The order effectively kicks off a rulemaking process lasting at least months, if not years, which officials said will aim to be a highly-collaborative process to ensure “the trusted free flow of data.”
Officials also said the executive order will specifically prohibit data broker and genomic data transactions, while establishing categories of restricted data transactions, such as vendor agreements that can expose critical security components commonly-used by government agencies and major private organizations.
The White House will also direct the Departments of Health and Human Services, Defense and Veterans Affairs with reviewing federal grants, contracts and awards to ensure sensitive health data is not being transferred to prohibited countries.
The order does not place new restrictions or standards on how U.S. companies are expected to maintain personal sensitive information. Rather, it focuses on the transfer of data abroad. Officials said the countries of concern included in the executive order are China, Russia, North Korea, Iran, Cuba and Venezuela.
Multiple presidential administrations have flagged China’s large appetite for data on Americans, whether obtained through hacking such as a 2018 cyberattack against hotel chain Marriott or through commercial transactions.
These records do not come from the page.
PR #1284, opened 2026-07-10
fix: port the backend infobar to GTK 4 and the new core

pentux-GitHub:
## Summary

Fixes #784, Fixes #901

The backend infobar is GTG's historical way (since the 0.x era) of
telling the user that a synchronization backend failed or needs
attention. It never survived the GTK 4 / new core transition: the
container was restored in 1e93bbde, but the code paths behind it were
still speaking GTK 3 and the old core, so any backend error crashed
before anything was shown, leaving a frozen window and an orphan modal.
I hit this five times while testing #1265 — and it is what currently
blocks re-testing it (see the "blocked by #1241" note there; #1241's
content is already on master, this PR is the follow-up discussed
there).

## What was dead, now ported

- `main_window.py`: two `Gtk.Container.foreach()` calls (removed in
  GTK 4) replaced by a sibling-walking helper; `Box.add()` → `append()`;
  `BackendInfoBar(self.req, ...)` (old-core Requester) → the datastore.
- `backend_infobar.py`: constructor now takes the datastore route
  (`app.ds.get_backend()`); `get_content_area()` (gone in GTK 4) →
  `add_child()`; `Label.set_alignment()` → `set_xalign/set_yalign`;
  `show_all()` → `set_revealed(True)`; `hide()` on responses →
  `set_revealed(False)` (plain hide doesn't collapse a GTK 4 InfoBar);
  the textual-interaction dialog rebuilt without `Gtk.Alignment`
  (removed in GTK 4) and shown with `present()`.

Behavior is deliberately preserved as-is (this is a resurrection, not a
redesign).

## Tests and verification

New `tests/gtk/test_backend_infobar.py`: builds the error banner and
the interaction banner against a fake datastore, and checks that
responding collapses the bar. Red on master (TypeError on the old-core
constructor), green after. The tests skip cleanly when no display is
available, and pass under xvfb.

Verified live with a CalDAV backend armed with a wrong password: the
banner now appears instead of the historical freeze, the window stays
responsive, and OK collapses the banner.

## Honest notes

- `Gtk.InfoBar` is deprecated since GTK 4.10 (the test run shows the
  warnings). GTG doesn't depend on libadwaita, so migrating this to
  `Adw.Banner` (or a small custom revealer) is left as a maintainer
  decision / follow-up, together with possible UX simplifications
  (the CalDAV backend already uses the info-only INTERACTION_INFORM
  path, whose message text embeds a raw `repr()` worth cleaning).
[...]

PR #1288, opened 2026-07-11
chore: remove the dead old-tree tag selection code from main_window

pentux-GitHub:
## Summary

Follow-up to the note in #1287: main_window still carried the whole
GTK3-era tag-tree selection layer. `self.tagtreeview` was set to None
at init and never assigned again, so all of it was either unreachable
(handlers never connected, `self.tagpopup` never even created) or
silently no-oping behind `if self.tagtreeview:` guards. This removes
265 lines of dead code from the biggest file of the repo.

## Removed

- The old tag-treeview right-click and key handlers (never connected).
- `on_delete_tag`, `on_select_tag`, `get_selected_tags`,
  `get_selected_search`, `find_value_in_treestore`, `reset_cursor`,
  `set_target_cursor`, `has_any_selection`, `get_selected_tree`,
  `close_all_task_editors`: no callers anywhere in the repo.
- The `tagtree` / `tagtreeview` / `tag_active` init attributes.

## Kept / adjusted

- `on_delete_tag_activate` stays (the sidebar context menu calls it,
  always passing the tags explicitly) but loses its dead fallback:
  the signature is now `(self, tags)`.
- `select_on_sidebar` had one live caller (`Application.select_tag`)
  and silently did nothing; it now actually works, in one line,
  through the modern sidebar's `select_tag()`.

## Verification

- Full test suite green (186 passed, 7 skipped), no new pycodestyle
  issue (differential check against master).
- Live smoke: tag filtering by clicking sidebar tags works, and
  right-click → Delete on a tag still targets the right tag.

## Left for later (still speak the old core)

- `have_same_parent` (called from the browser sensitivity code) still
  uses `self.req`, which doesn't exist.
- The backend infobar construction uses `self.req` too — that line is
  replaced by #1284.
- The collapsed-paths restore still references `vtree_panes`.

### DIFF
--- a/GTG/gtk/browser/main_window.py
+++ b/GTG/gtk/browser/main_window.py
@@ -108,7 +108,6 @@ class MainWindow(Gtk.ApplicationWindow):
         # Object prime variables
         self.app = app
         self.config = app.config
-        self.tag_active = False
 
         self.sidebar = Sidebar(app, app.ds, self)
         self.sidebar_vbox.append(self.sidebar)
@@ -133,8 +132,6 @@ class MainWindow(Gtk.ApplicationWindow):
         self._set_actions()
 
         # Tags
-        self.tagtree = None
-        self.tagtreeview = None
 
         self.sidebar_vbox.connect('notify::visible', self._on_sidebar_visible)
         self.add_action(Gio.PropertyAction.new('sidebar', self.sidebar_vbox, 'visible'))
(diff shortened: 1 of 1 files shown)


pentux-GitHub:
Pushed a second commit extending the sweep to the task side: the four
old-tree task/closed-pane context-menu handlers (their connections
were already commented out), `have_same_parent` (only ever called from
one of them — so the "same parent" sensitivity check for `add_parent`
was already dead in practice, the modern context menu never ran it),
and the now-orphaned `show_popup_at` helpers. 87 more lines gone.
`self.req` now appears exactly once in the whole file, in the backend
infobar line that #1284 replaces.

diegogangl:
Nothing feels as good as removing old dead code. Thanks!

Issue #939, opened 2022-11-06
"End of life" in Pop Shop


BarbzYHOOL:
It says it's end of life in the software installer "pop shop", where can i read about it?

Neui:
Probably it wants to say the *runtime* used (Gnome Platform v41) is End of Life, not GTG itself.
Upgrading to a newer Gnome Platform runtime [currently doesn't work](https://github.com/getting-things-gnome/gtg/issues/846) because of an icon we are using being removed, and it seems [someone](https://github.com/flathub/org.gnome.GTG/pull/7) on the "flathub side" created a patch to fix that particular issue. It probably just needs some more testing to make sure no other error occurs, then maybe it could be merged (and GTG be updated to an non-EOL runtime version).

BarbzYHOOL:
so it will work if i install or not? looks rad

Neui:
It should work, assuming it is using Flatpak/Flathub.

BarbzYHOOL:
thx

sebasvila:
> Probably it wants to say the _runtime_ used (Gnome Platform v41) is End of Life, not GTG itself. Upgrading to a newer Gnome Platform runtime [currently doesn't work](https://github.com/getting-things-gnome/gtg/issues/846) because of an icon we are using being removed, and it seems [someone](https://github.com/flathub/org.gnome.GTG/pull/7) on the "flathub side" created a patch to fix that particular issue. It probably just needs some more testing to make sure no other error occurs, then maybe it could be merged (and GTG be updated to an non-EOL runtime version).

Just copying here messages when updating via flatpak in Debian:

```
Looking for updates…
Info: org.gnome.Platform//41 is end-of-life, with reason:
   The GNOME 41 runtime is no longer supported as of September 17, 2022. Please ask your application developer to migrate to a supported platform.
Applications using this runtime:
   org.gnome.GTG
Nothing to do.

```

nekohayo:
So far the runtime [hasn't](https://github.com/flathub/org.gnome.GTG/issues/5) been pulled from under our feet and will continue to work, so if we can get #737 completed and the codebase in a good enough shape to release version 0.7, it would be preferrable to do that with a fix included, because we don't really have the spare resources to be making parallel releases or testing GTG 0.6 with newer runtimes (we don't really know what issues—if any—might arise from a newer runtime...).

[...]

PR #1292, opened 2026-07-16
build: move the development Flatpak to the GNOME 50 runtime (#939)

pentux-GitHub:
Refs #939.

The development manifest targeted GNOME 48, which reached end of life
on 24 March 2026 — flatpak now prints the EOL warning when installing
the nightly. Flathub currently offers 49 and 50.

Moving to 50 needs exactly one extra thing: `six`. The Python modules
are installed offline (`--no-index --find-links`), and `six` is a
dependency of `python-dateutil` that used to come from the runtime;
under 50 (Python 3.13) it doesn't, so `python3-caldav` fails to build.
Adding the wheel is the whole fix.

Built and ran locally against runtime 50: the app starts, icons are
fine, and the CalDAV backend syncs against a live Nextcloud. Details
and the wider runtime picture are in #939.

Not touched here, but worth knowing: `.github/workflows/weekly_flatpak.yml`
still uses the `gnome-46` builder image while the manifest asks for a
different runtime. It seems to work (flatpak-builder pulls what the
manifest declares), so I left it alone rather than guess — happy to
follow up if you'd rather align it.

### DIFF
--- a/.github/workflows/weekly_flatpak.yml
+++ b/.github/workflows/weekly_flatpak.yml
@@ -12,7 +12,7 @@ jobs:
     # again
     runs-on: ubuntu-24.04
     container:
-      image: bilelmoussaoui/flatpak-github-actions:gnome-46
+      image: ghcr.io/flathub-infra/flatpak-github-actions:gnome-50
       options: --privileged
     steps:
     - uses: actions/checkout@v4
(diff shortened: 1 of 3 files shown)


diegogangl:
Yes, please let's align the action too

pentux-GitHub:
Done: the weekly job now uses `ghcr.io/flathub-infra/flatpak-github-actions:gnome-50` (image published this week; also moved from the legacy Docker Hub name to the ghcr.io path the project documents).

Verified by a manual run in my fork: https://github.com/pentux-GitHub/gtg/actions/runs/29684930247 — build succeeded in 5m29s and produced the bundle.

Note the workflow itself is cron-only from the default branch, so upstream it will first run on the Friday after merge.

diegogangl:
LGTM, thanks!

PR #1293, opened 2026-07-16
fix: save the parameters a backend has, not the ones it declares

pentux-GitHub:
Fixing my own #1285.

It saves the parameters a backend **declares**, while
`get_saved_backends_list()` only provides the ones it managed to
**read** — it deliberately drops the rest (`# Parameter not found in
config`, there since 2020). The rest of the code copes with that: the
parameter panels check `if parameter_name in backend_parameters`
before reading, and the caldav backend falls back on its own default
(`.get('default-calendar', 'gtg')`). My function is the only place
that demands otherwise.

**The trigger is mundane**: the day a parameter is added to a backend,
every config already written lacks it. That happened in February with
`default-calendar`. The caldav backend has shipped since 0.6, so those
configs are real, and nothing had rewritten them in between — which
was precisely the bug #1285 fixed.

**The damage isn't the crash.** `SectionConfig.set()` writes to disk
on every call. So the `KeyError` lands after eleven writes and
**before** the line that drops the legacy section. The config ends up
with two sections for the same backend, and the next startup **loads
that backend twice**.

**The fix separates the three things the function was conflating.**

1. *Migrate first*: carry the old section over verbatim, without
   interpreting it. A keyring reference is useless to us when the
   keyring is down, but it belongs to the user and dropping it would
   lose it for good.
2. *Then persist*: write what the backend actually holds — which is
   how 0.6 did it (`for key, value in b.get_parameters().items()`)
   before that code was removed in 2022. Anything we don't write keeps
   the value carried over above.
3. *Clean up last*.

Checked against: a pre-February config, an unavailable keyring, two
backends of the same type (#845 still holds, no bleed between them),
and a config already duplicated by the current code — that one gets
repaired on the way through.

228 tests passing.

### DIFF
--- a/GTG/core/config.py
+++ b/GTG/core/config.py
@@ -255,6 +255,16 @@ class CoreConfig:
             DEFAULTS['backend'],
             self.save_backends_config)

Director of National Intelligence Avril Haines told a Senate panel in April 2021 that “There’s a concern about foreign adversaries getting commercially-acquired information as well, and [I] am absolutely committed to trying to do everything we can to reduce that possibility.”
What China does with the data is less certain, although academics have suggested its motives include identifying intelligence agents or training artificial intelligence models. “The most intriguing is the possibility that Beijing doesn’t even know why or how it might be able to use this data set, yet nonetheless figures that it’s worth acquiring it now, with an anticipation of putting it to use later,” said one blog posted published on Just Security in 2019.
Administration officials told reporters Tuesday that data from companies holding vast troves of Americans’ information “can land in the hands of foreign intelligence services, militaries or companies controlled by foreign governments.”